> **What you have to do**
Your answer should be the entire listing, printed exactly.

BEGIN The records

PR #308, opened 2023-09-19
Add server number to get_connection_info endpoint

cemathey:
* Add server number to get_connection_info endpoint
* Login is already required, and the server number doesn't seem like particularly privileged information
* Had a user request this

Output would look like:

```json
{
  "result": {
    "name": "Saucymuffin's [BEER] Haus & Squidd Cafe Part Deux",
    "port": "8010",
    "link": "http://localhost:8010",
    "server_number": "1"
  },
  "command": "get_connection_info",
  "arguments": null,
  "failed": false,
  "error": null,
  "forwards_results": null
}
```

### DIFF
--- a/rcon/utils.py
+++ b/rcon/utils.py
@@ -481,7 +481,7 @@ class ApiKey:
         }
 
 
-def get_server_number() -> int:
+def get_server_number() -> str:
     """Get the CRCON server number"""
     server_number = os.getenv("SERVER_NUMBER")
     if not server_number:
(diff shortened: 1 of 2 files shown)


timraay (approved):
Not sure if it would be smarter to cast server number to an int since that would make more sense, but it's kind of whatever.

cemathey:
> Not sure if it would be smarter to cast server number to an int since that would make more sense, but it's kind of whatever.

I changed it but only on the endpoint result, `get_server_number` is used all over the place internally and wasn't sure without a bunch of looking if I'd accidentally break something.

PR #310, opened 2023-09-25
Remove gendered references

cemathey:
Change some pronouns to be gender neutral


Noblezim711 (approved):
Code reviewed. It makes sense to change these, it makes it more readable, and conforms to the English language writing rules.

END The records

> **Response to the exercise**
PR #308, opened 2023-09-19
Add server number to get_connection_info endpoint

cemathey:
* Add server number to get_connection_info endpoint
* Login is already required, and the server number doesn't seem like particularly privileged information
* Had a user request this

Output would look like:

```json
{
  "result": {
    "name": "Saucymuffin's [BEER] Haus & Squidd Cafe Part Deux",
    "port": "8010",
    "link": "http://localhost:8010",
    "server_number": "1"
  },
  "command": "get_connection_info",
  "arguments": null,
  "failed": false,
  "error": null,
  "forwards_results": null
}
```

### DIFF
--- a/rcon/utils.py
+++ b/rcon/utils.py
@@ -481,7 +481,7 @@ class ApiKey:
         }
 
 
-def get_server_number() -> int:
+def get_server_number() -> str:
     """Get the CRCON server number"""
     server_number = os.getenv("SERVER_NUMBER")
     if not server_number:
(diff shortened: 1 of 2 files shown)


timraay (approved):
Not sure if it would be smarter to cast server number to an int since that would make more sense, but it's kind of whatever.

cemathey:
> Not sure if it would be smarter to cast server number to an int since that would make more sense, but it's kind of whatever.

I changed it but only on the endpoint result, `get_server_number` is used all over the place internally and wasn't sure without a bunch of looking if I'd accidentally break something.

PR #310, opened 2023-09-25
Remove gendered references

cemathey:
Change some pronouns to be gender neutral


Noblezim711 (approved):
Code reviewed. It makes sense to change these, it makes it more readable, and conforms to the English language writing rules.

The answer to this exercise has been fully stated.